**What you should do**
For this exercise, copy out each line of the material below that includes "true".

**Data provided**
PR #237, opened 2021-05-27
feat:move env variables into the location record in the database

sandipa12:
Moved the following env variables into the location record in the database.

*WIFI_NAME
*WIFI_PASSWORD
*BATHROOM_CODE
Also updated seeds.rb to initialize a new database.
https://www.pivotaltracker.com/story/show/178116607

### DIFF
--- a/app/graphql/types/location_type.rb
+++ b/app/graphql/types/location_type.rb
@@ -13,8 +13,8 @@ class Types::LocationType < Types::BaseObject
   field "moon_phase", Float
   field "solar_cycles", [Types::SolarcycleType]
 
-  field "wifi_name", String
-  field "wifi_password", String
-  field "bathroom_code", String
+  field "wifi_name", String, null: true
+  field "wifi_password", String, null: true
+  field "bathroom_code", String, null: true
   field "traffic_cams", [Types::TrafficCamType]
 end
--- a/app/javascript/components/wifi.jsx
+++ b/app/javascript/components/wifi.jsx
@@ -44,7 +44,7 @@ export const Wifi = () => (
         }
 
         const { wifiName, wifiPassword } = data.primaryLocation;
-        if (!wifiName) {
+        if (!wifiName || !wifiPassword) {
           return null;
         }
 
--- a/schema.graphql
+++ b/schema.graphql
@@ -56,7 +56,7 @@ scalar IconIdToName
 scalar KelvinToFarenheit
 
 type Location {
-  bathroomCode: String!
+  bathroomCode: String
   cityName: String!
   dayAnnouncements: [Announcement!]!
   id: ID!
@@ -69,8 +69,8 @@ type Location {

**Result of this task**
+  field "wifi_name", String, null: true
+  field "wifi_password", String, null: true
+  field "bathroom_code", String, null: true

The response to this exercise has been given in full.